梵蒂冈空中交通管制系统为大法官的电磁车定制出飞行路线,让其行经太空港附近通常禁止通行的空域。梵蒂冈东侧的空中行道已被全数关闭;轨道上原有一架三万吨重的机械货船即将进入飞行通道,现在也被拦在外面,直到大法官的车子飞过着陆机位的东南角。

装备着特别装甲的电磁车内,宗教大法官约翰·多米尼各·穆斯塔法枢机大人正襟危坐,他没有看窗外或视屏上的美景:慢慢逼近的梵蒂冈,浸浴在玫红晨光下的城墙。他甚至没有瞅瞅身下的维多利奥·埃马努尔桥,这条交通干线有二十条车道,车来车往,非常繁忙,还闪闪发光,就像阳光下微波粼粼的河流,那是日光照在车玻璃和透明罩上造成的幻象。穆斯塔法对眼前的这些完全没有放在心上,他的注意力集中在通信志的屏幕板上,上面正滚动着最新的情报。

最后一段文字过去,被牢牢记在脑中后,便被彻底删除。接着,大法官对自己的助手法雷尔神父说道:“之后,商团再没会见过别人?”
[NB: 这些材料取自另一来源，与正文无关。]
PR #2673, opened 2020-02-13
benchmark: shared node cache

kyessenov:
This PR evaluates using a shared node cache. Currently, the flow is as follows:
- [write raw bytes] MX writes raw peer bytes and peer id
- [read raw bytes with cache] stats reads peer id, looks up in cache for parsed peer bytes

The proposal is to use the following flow:
- [write strings with cache] MX looks up in cache for parsed peer bytes, writes peer fields
- [read strings] stats reads peer fields directly

The benefit is exposing peer fields directly to all plugins without any caching, and saving on the node cache memory per plugin.

Performance result:
```
2020-02-12 16:31:45
Running bazel-bin/extensions/common/context_speed_test
Run on (32 X 2200 MHz CPU s)
CPU Caches:
  L1 Data 32K (x16)
  L1 Instruction 32K (x16)
  L2 Unified 256K (x16)
  L3 Unified 56320K (x1)
Load Average: 0.12, 0.12, 0.26
-------------------------------------------------------------------
Benchmark                         Time             CPU   Iterations
-------------------------------------------------------------------
BM_WriteRawBytes                300 ns          300 ns      4520378
BM_ReadRawBytesWithCache        120 ns          120 ns     11730430
BM_WriteStringsWithCache        742 ns          742 ns      1902365
BM_ReadStrings                  180 ns          180 ns      8058773
```
(these are nano-seconds)

/cc @mandarjog @bianpengyuan


kyessenov:
One perf optimization might be multi-level filter state lookup. Seems like having one global map slows us down.

bianpengyuan:
first two: 300/4520378 + 120/11730430 = 0.000076
Later two: 742/1902365 + 180/8058773 = 0.00041

Does this mean combination of the first two is better than the later two? Do I miss compute?

kyessenov:
Added flat buffer representation:
```
BM_WriteRawBytes                   314 ns          314 ns      2222310
BM_ReadRawBytesWithCache           122 ns          122 ns      5782215
BM_WriteStringsWithCache           776 ns          776 ns       897763
BM_ReadStrings                     172 ns          172 ns      3961254
BM_WriteFlatBufferWithCache        400 ns          400 ns      1718023
BM_ReadFlatBuffer                 66.6 ns         66.6 ns      9862597
```

Flat buffers are faster than read-raw-with-cache, and almost as fast to generate using a cache.

kyessenov:
@bianpengyuan Yes, using read cache is still faster. I think it's because of the map lookup inside envoy.

PR #2685, opened 2020-02-14
Add check for gRPC status in access log filter

gargnupur:

1) Check gRPC status too in accesslog filter
2) Add tracing debug logs in accesslog and metadata exchange filter

### DIFF
--- a/extensions/access_log_policy/plugin.cc
+++ b/extensions/access_log_policy/plugin.cc
@@ -62,7 +62,6 @@ bool setFilterStateValue(bool log) {
 constexpr long long kDefaultLogWindowDurationNanoseconds =
     43200000000000;  // 12h
 
-constexpr StringView kRootContextId = "accesslog_inbound";
 constexpr StringView kSource = "source";
 constexpr StringView kAddress = "address";
 constexpr StringView kConnection = "connection";
@@ -72,8 +71,7 @@ constexpr StringView kCode = "code";
 constexpr StringView kGrpcStatus = "grpc_status";
 
 static RegisterContextFactory register_AccessLogPolicy(
-    CONTEXT_FACTORY(PluginContext), ROOT_FACTORY(PluginRootContext),
-    kRootContextId);
+    CONTEXT_FACTORY(PluginContext), ROOT_FACTORY(PluginRootContext));
 
 bool PluginRootContext::onConfigure(size_t) {
   if (::Wasm::Common::TrafficDirection::Inbound !=
--- a/extensions/access_log_policy/plugin.cc
+++ b/extensions/access_log_policy/plugin.cc
@@ -150,17 +150,19 @@ void PluginContext::onLog() {
 bool PluginContext::isRequestFailed() {
   // Check if HTTP request is a failure.
   int64_t http_response_code = 0;
-  getValue({kResponse, kCode}, &http_response_code);
-  // If request is a failure, log it.
-  if (http_response_code != 200) {
+  if (getValue({kResponse, kCode}, &http_response_code) &&
+      http_response_code != 200) {
     return true;
   }
 
   // Check if gRPC request is a failure.
-  int64_t grpc_response_code = ::Wasm::Common::kDefaultGrpcStatusCode;
-  getValue({kResponse, kGrpcStatus}, &grpc_response_code);
-  // If request is a failure, log it.
-  if (grpc_response_code != ::Wasm::Common::kDefaultGrpcStatusCode) {
+  int64_t grpc_response_code = 0;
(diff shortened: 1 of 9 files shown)


extensions/access_log_policy/plugin.cc
```diff
@@ -62,13 +62,18 @@ bool setFilterStateValue(bool log) {
 constexpr long long kDefaultLogWindowDurationNanoseconds =
     43200000000000;  // 12h
 
+constexpr StringView kRootContextId = "accesslog_inbound";
```
mandarjog: Are we doing outbound access logs? Why root context ?

gargnupur: No, we are not... I thought its just good practice to have it

gargnupur: Talked to @bianpengyuan .. not really needed , so removing it

extensions/access_log_policy/plugin.cc
```diff
@@ -143,6 +147,26 @@ void PluginContext::onLog() {
   setFilterStateValue(false);
 }
 
+bool PluginContext::isRequestFailed() {
+  // Check if HTTP request is a failure.
+  int64_t http_response_code = 0;
+  getValue({kResponse, kCode}, &http_response_code);
+  // If request is a failure, log it.
+  if (http_response_code != 200) {
```
bianpengyuan: Not related to this pr, but should this check 2xx? Also what about 1xx and 3xx?

extensions/access_log_policy/plugin.cc
```diff
@@ -143,6 +147,26 @@ void PluginContext::onLog() {
...
+    return true;
+  }
+
+  // Check if gRPC request is a failure.
+  int64_t grpc_response_code = ::Wasm::Common::kDefaultGrpcStatusCode;
+  getValue({kResponse, kGrpcStatus}, &grpc_response_code);
```
bianpengyuan: Is the default value necessary? getValue should run non-ok if not found. Also the logic does not seem to be right. Shouldn't we check if response_code is not OK (0)?

src/envoy/tcp/metadata_exchange/metadata_exchange.cc
```diff
@@ -88,6 +88,9 @@ Network::FilterStatus MetadataExchangeFilter::onData(Buffer::Instance& data,
       // If Alpn protocol is not the expected one, then return.
       // Else find and write node metadata.
       if (read_callbacks_->connection().nextProtocol() != config_->protocol_) {
+        ENVOY_LOG(trace, "Alpn Protocol Not Found. Expected {}, Got {}",
```
bianpengyuan: Do we expect compile this into wasm? If not, then it is ok to add log aggressively. If yes, we might want to be careful on adding log on data path because it is expensive.

extensions/access_log_policy/plugin.cc
gargnupur: Every thing other than 200 is treated as an error and hence we will log that request.

extensions/access_log_policy/plugin.cc
gargnupur: For gRPC , I am not sure why but OK is value 2...
and hence if getValue return non-ok and keep grpc_response_code as 0, we will think request is always a failure and even though it is not.

gargnupur: @douglas-reid : I see you set  'grpc_status = 2', why is OK for gRPC value 2?

src/envoy/tcp/metadata_exchange/metadata_exchange.cc
gargnupur: No, we don't accept it to compile into WASM but still this would be on data path and hence I have kept severity of logs to trace and not even debug because of that...

extensions/access_log_policy/plugin.cc
bianpengyuan: I think Doug just want to make `unknown` the default, which is 2.

douglas-reid: yeah, i set it to `2` for `unknown`, but if you look at the code, if the protocol isn't `grpc` we leave it empty.

gargnupur: Thanks.. changed logic to check for OK(0) and protocol check for gRPC too

gargnupur:
@bianpengyuan , @mandarjog : Can you please review this one?

gargnupur:
@bianpengyuan , @douglas-reid , @mandarjog :
friendly ping.. it would be good to get this in..

PR #2691, opened 2020-02-19
Enable TCP Client Metrics and Remove response_code label from tcp metrics

gargnupur:
**What this PR does / why we need it**:Enable TCP Client Metrics and Remove response_code and grpc_response_status label from tcp metrics


extensions/stats/plugin.h
```diff
@@ -196,6 +196,11 @@ class StatGen {
     n.reserve(s);
     n.append(metric_.prefix);
     for (size_t i = 0; i < metric_.tags.size(); i++) {
+      // Don't add response_code and grpc_response_status labels for TCP.
+      if ((metric_.tags[i].name == "response_code" ||
```
kyessenov: Could we just skip the tag if tag value is empty? We also would need to skip setting `unknown` for TCP.

gargnupur: But what if value is empty because we couldn't find it?

gargnupur: We would still need the label for dashboards I think...

kyessenov: @douglas-reid is there a difference between missing prom tag and an empty string tag value?

douglas-reid: @kyessenov do you mean at consumption time? I don't believe there is a difference on input between missing label and empty string. for generation, as long as the regexs support empty inputs, it should be ok either way too.

gargnupur: why do we set `unknown` for HTTP? I am guessing we would need the same for TCP?
Trying to keep this change small so that it can go to 1.5.
We can evaluate and test if skipping all empty tags after this? I think that will save cost in terms of data transfer too?

douglas-reid: i'm a little confused about the discussion here. we've never set `unknown` for `response_code` or for `grpc_response_status`. For `grpc` requests, `grpc_response_status` will only be `2` (unknown) when no other code can be found (including the http response code, typically 200) and `response_code` will be `200`. For `http` requests, `grpc_response_status` is left unset (empty string).

Removing them from the TCP metrics entirely seems like the right thing to do.

gargnupur: Sorry for the confusion. I think questions here are not just for response_code but for all labels in TCP:
1) Don't set `unknown` for any unknown labels in TCP. This is not just for response_code label but for all labels in TCP.
2) If a label is empty, just don't record it rather than recording it with default 0 or unknown values.

I agree with above but I don't think we did that in 1.4, so should we just keep doing what we did for 1.4 in 1.5 now so as to not cause any dashboards regression and then make these changes for 1.6?

douglas-reid: oh, ok. yeah. i'm fine with matching the 1.4 expectations for the metrics.

gargnupur:
@kyessenov, @douglas-reid : ping.. please review the PR..

gargnupur:
@kyessenov , @douglas-reid  : Thanks for the review!

PR #2690, opened 2020-02-19
Skip tsan/asan stress test

bianpengyuan:
**What this PR does / why we need it**:
https://github.com/istio/istio/issues/21273

**Which issue this PR fixes** *(optional, in `fixes #<issue number>(, fixes #<issue_number>, ...)` format, will close that issue when PR gets merged)*: fixes #

**Special notes for your reviewer**:

**Release note**:

```release-note
```

PR #2692, opened 2020-02-19
feat(stackdriver): support canonical service labels

douglas-reid:
This PR adds support for canonical service labels to the Stackdriver plugin.  In particular, it adds support for `{source|destination}_canonical_service_{name|namespace}` and `{source|destination}_caonical_revision}`.

### DIFF
--- a/extensions/stackdriver/metric/record.cc
+++ b/extensions/stackdriver/metric/record.cc
@@ -25,6 +25,11 @@ namespace Extensions {
 namespace Stackdriver {
 namespace Metric {
 
+constexpr char kCanonicalNameLabel[] = "service.istio.io/canonical-name";
+constexpr char kCanonicalRevisionLabel[] =
+    "service.istio.io/canonical-revision";
+constexpr char kLatest[] = "latest";
+
 void record(bool is_outbound, const ::wasm::common::NodeInfo &local_node_info,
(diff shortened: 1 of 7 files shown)


bianpengyuan:
Test situation should be better after https://github.com/istio/proxy/pull/2690 is merged.

extensions/stackdriver/metric/record.cc
```diff
@@ -33,6 +38,34 @@ void record(bool is_outbound, const ::wasm::common::NodeInfo &local_node_info,
       request_info.request_protocol == ::Wasm::Common::kProtocolGRPC
           ? request_info.request_url_path
           : request_info.request_operation;
+
+  const auto &local_labels = local_node_info.labels();
+  const auto &peer_labels = peer_node_info.labels();
+
+  std::string local_canonical_name = local_node_info.workload_name();
```
bianpengyuan: How about this?
```
const auto local_name_iter = local_labels.find(kCanonicalNameLabel);
const string& local_canonical_name = local_name_iter == local_labels.end() ? 
       local_node_info.workload_name() : local_name->second;
```

I think this should compile and save an allocation.

douglas-reid: done.

douglas-reid:
PTAL.

PR #2695, opened 2020-02-20
Nuke mixer fault test.

duderino:

Removing the mixer fault test because it flakes on busy nodes due to timing issues, and it depends on envoy internals which often change.  The latter could be mitigated by upstreaming it to envoyproxy/envoy, but htuch indicated it's unlikely it would be accepted.

And it doesn't seem to actually catch bugs.  So not worth the maintenance overhead.


PiotrSikora:
@duderino could you remove to references to `mixer_fault_test` from `Makefile.core.mk`?

PR #2696, opened 2020-02-20
Nuke mixer fault test. (#2695)

PiotrSikora:


PiotrSikora:
`macos` fails because of some weird macOS / homebrew / python / hashlib interaction that I'm not keen in digging into, but I think we can ignore this failure in `release-1.2` branch. PTAL.

PR #2699, opened 2020-02-20
Make connection security policy string lowercase for prometheus

gargnupur:

Make connection security policy string lowercase for prometheus
We need this to be compatible to Istio 1.4


extensions/stats/plugin.cc
```diff
@@ -97,8 +105,8 @@ void map_request(IstioDimensions& instance,
   instance[request_protocol] = request.request_protocol;
   instance[response_code] = std::to_string(request.response_code);
   instance[response_flags] = request.response_flag;
-  instance[connection_security_policy] = std::string(
-      ::Wasm::Common::AuthenticationPolicyString(request.service_auth_policy));
+  instance[connection_security_policy] = to_lower(std::string(
```
bianpengyuan: How about using this https://github.com/abseil/abseil-cpp/blob/master/absl/strings/ascii.h#L168？

gargnupur: I thought we were not using absl stuff for wasm pluging?

bianpengyuan: String related utils should be fine. they do not involve system calls.

PR #2707, opened 2020-02-21
feat(edges): support configurable batch size

douglas-reid:
This PR adds support for a configurable batch size to the mesh telemetry reporting. It also lowers the default to 100 traffic assertions per request (from 1000).

### DIFF
--- a/extensions/stackdriver/config/v1alpha1/stackdriver_plugin_config.proto
+++ b/extensions/stackdriver/config/v1alpha1/stackdriver_plugin_config.proto
@@ -20,7 +20,7 @@ package stackdriver.config.v1alpha1;
 import "google/protobuf/duration.proto";
 
 message PluginConfig {
-  // next id: 7
+  // next id: 8
 
   // Optional. Controls whether to export server access log.
   bool disable_server_access_logging = 1;
@@ -52,4 +52,8 @@ message PluginConfig {
   // not available from the controlplane. Disable the fallback if the host
   // header originates outsides the mesh, like at ingress.
   bool disable_host_header_fallback = 6;
+
+  // Optional. Allows configuration of the number of traffic assertions to batch
+  // into a single request. Default is 250.
+  int32 max_edges_batch_size = 7;
 }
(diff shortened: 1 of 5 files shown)


extensions/stackdriver/edges/edge_reporter.cc
```diff
@@ -68,15 +68,18 @@ void instanceFromMetadata(const ::wasm::common::NodeInfo& node_info,
 }  // namespace
 
 EdgeReporter::EdgeReporter(const ::wasm::common::NodeInfo& local_node_info,
-                           std::unique_ptr<MeshEdgesServiceClient> edges_client)
-    : EdgeReporter(local_node_info, std::move(edges_client), []() {
+                           std::unique_ptr<MeshEdgesServiceClient> edges_client,
+                           const int batch_size)
```
gargnupur: nit: afaik `const int` is not really useful

extensions/stackdriver/config/v1alpha1/stackdriver_plugin_config.proto
```diff
@@ -52,4 +52,8 @@ message PluginConfig {
   // not available from the controlplane. Disable the fallback if the host
   // header originates outsides the mesh, like at ingress.
   bool disable_host_header_fallback = 6;
+
+  // Optional. Allows configuration of the number of traffic assertions to batch
+  // into a single request. Default is 250.
```
gargnupur: Below looks like it is set to 100..

extensions/stackdriver/edges/edge_reporter.cc
douglas-reid: removed.

extensions/stackdriver/config/v1alpha1/stackdriver_plugin_config.proto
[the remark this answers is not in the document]
douglas-reid: updated.

extensions/stackdriver/edges/edge_reporter.h
```diff
@@ -55,11 +57,12 @@ class EdgeReporter {
 
  public:
   EdgeReporter(const ::wasm::common::NodeInfo &local_node_info,
-               std::unique_ptr<MeshEdgesServiceClient> edges_client);
+               std::unique_ptr<MeshEdgesServiceClient> edges_client,
+               int batch_size = kDefaultAssertionBatchSize);
```
gargnupur: nit: can we just make it a required param and pass in the default when config is not set?

Because it would just increase readability as we have another EdgeReporter constructor already.

bianpengyuan:
This is also needed in 1.5 right?

douglas-reid:
@bianpengyuan yes. thank you.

法雷尔神父是个瘦削的男人,灰色的眼眸毫无神采,他从来不笑,但双颊的肌肉稍稍抽搐了一下,对枢机来说,这便传达出了类似风趣的意味。“没有。”

“确定?”

“完全确定。”

大法官靠回到车座的软垫中,会心一笑。教宗选举前,商团只做了一次试探,会见了教皇候选人中的一位——卢杜萨美,结果不尽如人意,这次会见被完整地记录了下来,大法官将整个过程从头至尾听了一遍。枢机的笑容维持了片刻。卢杜萨美觉得自己的会客厅的防范措施非常严密,他说得没错,那间屋子可以阻挡所有的窃电、窃听器、隐形话筒、信息传输。屋内的所有录音设备,即便是植在与会者的身体内,也会被探测并追踪到。任何想以密光将信息发送出去的企图,都会被检测并阻滞掉。但大法官却获得了这次会谈的所有视频和音频记录,那是最令他感到愉悦的美妙时刻之一。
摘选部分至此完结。